#### PROBLEM TO SOLVE:
Could you filter the data below down to the lines that hold the word "approach"?
☆ ☆ ☆
Issue #371, opened 2026-07-13
Phase 1: Capture Foundation


9prady9:
**What this delivers:** the ability to capture NVTX activity from a running app into Quent's pipeline as raw events.

**In scope**
- Attach to an app with no code changes and capture its NVTX calls faithfully
- A deterministic in-repo test app + a test harness that runs in CI without a GPU
- Capture stays off the app's hot path

**Out of scope (later phases)**
- Turning raw events into readable ranges
- Showing anything in the UI
- Running alongside Nsight/other tools
- Decoding payload data

**Deliverables**
- Injection library that captures raw NVTX events
- In-repo NVTX test app + CI harness

**Done when**
- [x] All common NVTX calls captured as raw events (ranges, marks, domains, named strings, categories, named threads, resources)
- [ ] Payload/extension data captured verbatim
- [x] Events timestamped + reach an exporter
- [x] CI green with no GPU
- [ ] No app stalls under heavy load

---
Part of #76 · Phase 1 of 5

9prady9:
Addressed via #386 #391 #402 and #403

PR #391, opened 2026-07-15
feat(nvtx): add quent-nvtx-injection cdylib (separable NVTX FFI)

9prady9:
## `quent-nvtx-injection` — the NVTX injection cdylib

PR 2 of 3, following #386 (`quent-nvtx-events`, merged). The bridge + capture e2e follows this one.

### What it is

- The Quent-agnostic cdylib NVTX loads via `NVTX_INJECTION64_PATH`. Exports `InitializeInjectionNvtx2`, fills the CORE/CORE2 callback tables, and converts each callback into the `quent-nvtx-events` vocabulary **verbatim** (raw handles, no resolution/decoding).
- Depends on nothing Quent-internal except `quent-nvtx-events`. Linux 64-bit only (`compile_error!` elsewhere).

### Safety & correctness

- **Panic containment** — every `extern "C"` callback runs inside `catch_unwind`; a panic never crosses the C ABI. Synthesized handles/ids and push/pop levels are returned correctly even if conversion panics.
- **Per-image init** — NVTX calls `InitializeInjectionNvtx2` once per NVTX-using image (exe + each instrumented `.so` has its own `nvtxGlobals`), so callbacks are installed on **every** call, not just the first — otherwise later images are silently no-op'd.
- **Bounded reads** — attribute structs are read only up to their declared `size`; the payload union is read at the tagged member's exact width (no uninitialized upper bytes).
- **String copy-in** — immediate `const char*` messages are copied into owned `String`s before returning; registered strings keep only their raw handle.
- **Faithful push/pop** — range push/pop return NVTX's 0-based per-thread, per-domain nesting level.
- **Bounds-checked table writes** — callbacks are written only into in-range, non-null NVTX slots.

### Generated bindings

- `build.rs` runs `bindgen` over the NVTX ABI into `$OUT_DIR` on every build — nothing checked in, no `bindings.rs` to keep in sync (resource/range-id types folded into the allowlist; no hand-written `convert::abi`).
- Headers + `libclang` come from the pixi-pinned `nvtx-c` / `libclang` packages (`[target.linux-64.dependencies]`), so `pixi run cargo …` is hermetic (`build.rs` reads `CONDA_PREFIX`). Bumping the captured NVTX version is a one-line `nvtx-c` bump — no regen feature, NVTX git dep, or `deny.toml` allow-git.

### Captured surface

- **CORE2 (domain-scoped ASCII):** mark, range start/end/push/pop, domain / register-string / name-category / resource.
- **CORE (classic default-domain ASCII):** `nvtxMarkA`/`Ex`, `nvtxRangePushA`/`Ex`, `nvtxRangePop`, `nvtxRangeStartA`/`Ex`/`nvtxRangeEnd`, `nvtxNameCategoryA`, `nvtxNameOsThreadA` — captured on the default domain (`0`). No vocabulary change: `quent-nvtx-events` already models the default domain as `domain 0`.
- **Wide-char (`*W`/Unicode):** subscribed with warn-once stubs — Unicode capture deferred, but such a call emits a one-time diagnostic and keeps range nesting/ids valid instead of silently no-op'ing.

### Tests

- 17 unit tests covering conversion and nesting logic (verbatim capture per kind, size-bounded reads, string copy-in, member-width payloads, per-thread/per-domain nesting, default-domain `*A` conversions). No NVTX headers or GPU required beyond the pixi-pinned `nvtx-c`.

### Upstreaming

- The injection ABI allowlist / consumer surface is a candidate to contribute to `nvtx-sys` behind a `tools` feature (currently producer-only) — parallel track, not a blocker.


deny.toml
```diff
@@ -54,4 +54,8 @@ unknown-registry = "deny"
 # not in the allow list is encountered.
 unknown-git = "deny"
 allow-registry = ["https://github.com/rust-lang/crates.io-index"]
-allow-git = []
+# NVIDIA/NVTX is the pinned header source for `quent-nvtx-injection`'s
+# `regenerate-bindings` feature (D-13). Fetched only when regenerating the
```
mbrobbel: D-13

integrations/nvtx/injection/build.rs
```diff
@@ -0,0 +1,129 @@
...
+
+//! Build script for `quent-nvtx-injection`.
+//!
+//! Default/CI builds do nothing but declare the header dependency and
+//! `include!` the committed `src/bindings.rs` — no bindgen, no libclang,
+//! no NVTX git fetch. Bindgen runs ONLY under the `regenerate-bindings` feature;
+//! the `static-injection` feature compiles the strong-symbol C shim.
+
+fn main() -> Result<(), Box<dyn std::error::Error>> {
+    println!("cargo::rerun-if-changed=wrapper.h");
```
mbrobbel: I guess we only want to invalidate when re-generating the bindings?
```suggestion
    #[cfg(feature = "regenerate-bindings")]
    println!("cargo::rerun-if-changed=wrapper.h");
```

integrations/nvtx/injection/src/callbacks.rs
```diff
@@ -0,0 +1,194 @@
...
+    });
+    handle as usize as nvtxResourceHandle_t
+}
+
+/// CORE2 `DomainResourceDestroy` subscriber.
+pub(crate) extern "C" fn on_domain_resource_destroy(resource: nvtxResourceHandle_t) -> c_int {
+    let _ = std::panic::catch_unwind(|| {
+        init::dispatch(convert::resource_destroy(resource as usize as u64));
+    });
+    0
```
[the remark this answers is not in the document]
9prady9: A real table installation is covered by the bridge's subprocess e2e which is gng to be handled in the follow up PR - last PR in phase 1 i.e. #371

integrations/nvtx/injection/src/lib.rs
```diff
@@ -0,0 +1,24 @@
...
+//! installs the CORE/CORE2 callback tables one-shot. Push/pop calls are
+//! converted to verbatim [`NvtxEvent`](quent_nvtx_events::NvtxEvent)s and handed
+//! to a sink-agnostic `Fn(NvtxEvent)` hook installed via
+//! [`install_hook`](crate::install_hook). This crate depends on nothing
+//! Quent-internal except `quent-nvtx-events`, so it stays separable/upstreamable.
+
+// Linux 64-bit only. NVTX injection relies on the ELF weak-symbol /
+// NVTX_INJECTION64_PATH mechanism; Windows and 32-bit are out of scope.
+#[cfg(not(all(target_os = "linux", target_pointer_width = "64")))]
+compile_error!("quent-nvtx-injection supports Linux 64-bit only");
```
johanpel, line 17: Since the crate is now part of the workspace default-members this will cause builds to error out on other platforms so we might wan to remove it from there.

This may be sensible in general for integrations (to make any of them opt-in).

integrations/nvtx/README.md
```diff
@@ -0,0 +1,114 @@
...
+- [How capture works](#how-capture-works)
+- [NVTX bindings (committed bindgen output)](#nvtx-bindings-committed-bindgen-output)
+- [Upstreaming](#upstreaming)
+
+## Crates
+
+| Crate | Path | Role |
+|-------|------|------|
+| `quent-nvtx-events` | `events/` | The verbatim, Quent-agnostic NVTX event **vocabulary** (`NvtxEvent` + attribute/payload types). Pure Rust — no C, no NVTX headers, and nothing Quent-internal — so it can be offered upstream to the NVTX Rust crates later. |
+| `quent-nvtx-injection` | `injection/` | The Quent-agnostic injection **cdylib** NVTX loads. Exports `InitializeInjectionNvtx2`, fills the NVTX callback tables, converts each call into a verbatim `NvtxEvent`, and hands it to a sink-agnostic `Fn(NvtxEvent)` hook. This is the only crate bound to the NVTX C ABI. |
```
mbrobbel, line 30: Nit: if these are Quent-agnostic, we should maybe remove the `quent-` prefix?

integrations/nvtx/injection/src/init.rs
```diff
@@ -0,0 +1,392 @@
...
+    };
+    use NvtxCallbackIdCore2 as Cb;
+
+    subscribe!(
+        table,
+        size,
+        Cb::NVTX_CBID_CORE2_DomainMarkEx,
+        callbacks::on_domain_mark_ex,
+        extern "C" fn(nvtxDomainHandle_t, *const nvtxEventAttributes_t) -> c_int
+    );
```
johanpel: Looking at the pinned headers shouldn't this be:

```suggestion
    subscribe!(
        table,
        size,
        Cb::NVTX_CBID_CORE2_DomainMarkEx,
        callbacks::on_domain_mark_ex,
        extern "C" fn(nvtxDomainHandle_t, *const nvtxEventAttributes_t)
    );
```
since it returns void?

There may be more of these.

deny.toml
9prady9: damn, despite repetitve efforts, these keep creeping up 🤦🏾‍♂️

integrations/nvtx/README.md
9prady9: Let me handle that rename in a follow up PR which purely rename only so that its easy on review.

integrations/nvtx/injection/src/init.rs
9prady9: https://github.com/rapidsai/quent/pull/391/commits/62bfae2bac8005e09ad1a0e7ede342e192f7aa90

integrations/nvtx/injection/build.rs
9prady9: https://github.com/rapidsai/quent/pull/391/commits/2442359443ecf537e9cf71ee369208dc6d4b7446

integrations/nvtx/injection/src/lib.rs
9prady9: I removed them from default members, we still build and test on CI. It's just not used from simple build or test commands.

integrations/nvtx/injection/src/init.rs
```diff
@@ -0,0 +1,392 @@
...
+/// This layer subscribes **only** the domain-scoped ASCII CORE2 surface (mark,
+/// range start/end/push/pop, domain/register-string/name-category/resource) plus
+/// CORE `NameOsThreadA`. The classic default-domain API
+/// (`nvtxRangePushA`/`nvtxMarkA`/`nvtxRangeStartA`/`nvtxRangeStartEx`) and every
+/// wide-char (`*W` / Unicode) variant are intentionally **NOT** subscribed yet:
+/// coverage is deferred because the target is Linux-only and the v1 target
+/// libraries (libcudf, cuCascade) are domain-scoped. An app that only uses the
+/// non-domain or wide-char surface will produce an empty/partial capture; a
+/// one-time runtime diagnostic on the unsupported message path (see
+/// [`crate::convert`] `decode_message`) surfaces that gap.
```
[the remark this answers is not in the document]
9prady9: Keeping the runtime diagnostic here: at init we can't know whether an app will actually use an unsupported/wide-char surface, so a proactive init-time notice would fire for every app regardless. Part 1 (silencing the NVTX_MESSAGE_UNKNOWN no-message sentinel) makes the runtime signal accurate, which is what we can do correctly today.

integrations/nvtx/injection/src/init.rs
```diff
@@ -0,0 +1,392 @@
...
+/// Decrement this thread's open-range depth for `domain` and return the 0-based
+/// level of the range being ended (NVTX `nvtxDomainRangePop` return semantics).
+/// An unbalanced pop saturates at level `0`.
+pub(crate) fn range_pop_level(domain: u64) -> c_int {
+    RANGE_DEPTH.with(|depth| {
+        let mut map = depth.borrow_mut();
+        let level = map.entry(domain).or_insert(0);
+        *level = (*level - 1).max(0);
+        *level
+    })
```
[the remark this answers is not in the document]
9prady9: https://github.com/rapidsai/quent/pull/391/commits/51ce309af60e33962737308055f9a2ef7db4e0e6

integrations/nvtx/injection/build.rs
```diff
@@ -0,0 +1,132 @@
...
+
+    let include_dir = match std::env::var("NVTX_INCLUDE_DIR") {
+        Ok(dir) => PathBuf::from(dir),
+        Err(_) => match locate_nvtx_include() {
+            Ok(dir) => dir,
+            Err(e) => {
+                // The `regenerate-bindings` feature is switched on incidentally by
+                // any `--all-features` build/clippy (e.g. CI). Regeneration is a
+                // manual maintenance action that needs the NVTX headers (via
+                // `NVTX_INCLUDE_DIR` or the `nvidia-nvtx` git-dep). When they are
```
johanpel: If we can avoid manual regeneration and checking in generated sources, we should. I think we can pin the NVTX headers (nvtx-c) and libclang in Pixi, then have build.rs always generate the bindings into OUT_DIR. This keeps the bindings synchronized with the headers without modifying tracked sources and we wouldn't need all the feature flag machinery here.

integrations/nvtx/injection/src/convert.rs
```diff
@@ -0,0 +1,929 @@
...
+/// committed bindings, which would require libclang and rewrite the committed
+/// artifact.
+///
+/// These resource/range-id ABI types are intentionally hand-maintained
+/// and are **NOT** part of the regenerated `src/bindings.rs`. Running
+/// `build.rs` under `regenerate-bindings` will not (re)produce them — that is
+/// expected, not a sign the bindings are incomplete. Keep this module in sync
+/// with the NVTX C headers by hand on an NVTX `rev` bump.
+#[allow(nonstandard_style, dead_code)]
+pub(crate) mod abi {
```
johanpel: Related to the previous comment, but could these types also be added to the bindgen allowlist? Is there a bindgen limitation that requires these declarations to remain manual?

integrations/nvtx/injection/src/convert.rs
```diff
@@ -0,0 +1,929 @@
...
+/// hot capture path.
+fn warn_lossy_once() {
+    static WARNED: AtomicBool = AtomicBool::new(false);
+    if !WARNED.swap(true, Ordering::Relaxed) {
+        eprintln!(
+            "quent-nvtx: a non-UTF-8 NVTX string was captured lossily (invalid bytes replaced \
+             with U+FFFD); byte-verbatim capture is deferred. This warning fires once."
+        );
+    }
+}
```
johanpel, line 547: Nit: perhaps it would be better to get the client app to install a callback for this situation so they can deal with it however they please

integrations/nvtx/injection/build.rs
mbrobbel: I also prefer this approach

integrations/nvtx/injection/src/convert.rs
9prady9: No hard bindgen limitation — they'd generate fine if added to the allowlist.

They're hand-written on purpose: the allowlist is kept deliberately narrow to the injection surface we actually use, and these few extra range-id/resource types are small and stable. Hand-declaring them avoids widening the committed bindings (and re-running regeneration) just for a handful of types, and — same as the committed-bindings rationale above — keeps the crate self-contained for the eventual upstream move.

If we switch to always-generating, these would just fold into the allowlist and the manual block goes away.

integrations/nvtx/injection/build.rs
9prady9: Committing the generated bindings is deliberate — default and CI builds stay hermetic (no libclang toolchain or NVTX headers needed just to compile the crate). It also keeps the crate self-contained, which is exactly what we want since these crates are slated to be upstreamed (to nvtx-sys) and then removed from quent: a checked-in artifact lifts cleanly to the upstream home and leaves no libclang/header build dependency behind in quent's toolchain when we drop them. Generating into OUT_DIR would instead make libclang + NVTX headers a hard build requirement for every contributor, CI job, and downstream consumer.

integrations/nvtx/injection/src/convert.rs
9prady9: Agreed in principle. The eprintln! is a placeholder default; a client-installable diagnostics callback is the better shape, but it's easier to design once we have a real consumer exercising this path — the bridge's subprocess e2e / test-app in the follow-up PR (#371). Deferring this to that PR so the callback API is designed against actual usage rather than in the abstract.

integrations/nvtx/injection/build.rs
mbrobbel: Bindgen via `build.rs` is what `nvtx-sys` does, so we'll have to add those dependencies when we move to that anyways?
And not all downstream consumers will use this crate.

integrations/nvtx/injection/src/convert.rs
mbrobbel: >If we switch to always-generating, these would just fold into the allowlist and the manual block goes away.

+1 for this

integrations/nvtx/injection/build.rs
johanpel: > Committing the generated bindings is deliberate — default and CI builds stay hermetic (no libclang toolchain or NVTX headers needed just to compile the crate).

Why is this a problem when our CI builds through Pixi?

> It also keeps the crate self-contained, which is exactly what we want since these crates are slated to be upstreamed (to nvtx-sys) and then removed from quent

This is another reason why it was previously suggested to create a personal fork of NVTX.

> a checked-in artifact lifts cleanly to the upstream home and leaves no libclang/header build dependency behind in quent's toolchain when we drop them.

This seems strange, why is removing two lines of pixi toml so hard when we already have to remove hundreds of lines of generated code when we migrate?

> Generating into OUT_DIR would instead make libclang + NVTX headers a hard build requirement for every contributor, CI job, and downstream consumer.

We have exactly one supported build environment which is Pixi based.

9prady9: A bit of context on why it started as committed bindings: the goal was hermetic, reproducible builds — no libclang toolchain or NVTX header fetch needed just to compile the crate — plus keeping it self-contained for the eventual upstream move. I considered that to be a safe approach for now before the dust settles down on this feature and I have to touch pixi for this.

I personally favor the above approach. I am fine with autogen approach too.

With libclang + nvtx-c pinned in pixi, bindings always track the pinned headers, there's no checked-in generated source to drift, and it lets us drop the regenerate-bindings.

I'll switch build.rs to generate into OUT_DIR which will also fold the manual abi types into the allowlist.

I would strongly recommend against using personal forks as a dependency — for known reasons that's discouraged in open-source projects, and we already pin official NVTX and an alternative approach, so we don't need one.

mbrobbel: Please let's reconsider forking and upstreaming instead, so we can skip all this work.

9prady9: There is an active issue for upstreaming effort already https://github.com/rapidsai/quent/issues/388 I will pick that up once the phase 1 is complete while handling phase 2.

Personal forks is not a good approach, it creates a bottleneck with whoever creates the fork. I have seen this happen quite a lot to go that route again. If we handle upstreaming in parallel, this problem becomes obsolete, hopefully soon.

integrations/nvtx/injection/src/convert.rs
9prady9: should be handled in https://github.com/rapidsai/quent/pull/391/commits/7cea8d20950f82ff3f081c1ba9cb4acabe78cd0e

johanpel (approved):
☆ ☆ ☆
#### SOLUTION FOR THIS TASK:
mbrobbel: I also prefer this approach
9prady9: A bit of context on why it started as committed bindings: the goal was hermetic, reproducible builds — no libclang toolchain or NVTX header fetch needed just to compile the crate — plus keeping it self-contained for the eventual upstream move. I considered that to be a safe approach for now before the dust settles down on this feature and I have to touch pixi for this.
I personally favor the above approach. I am fine with autogen approach too.
I would strongly recommend against using personal forks as a dependency — for known reasons that's discouraged in open-source projects, and we already pin official NVTX and an alternative approach, so we don't need one.
Personal forks is not a good approach, it creates a bottleneck with whoever creates the fork. I have seen this happen quite a lot to go that route again. If we handle upstreaming in parallel, this problem becomes obsolete, hopefully soon.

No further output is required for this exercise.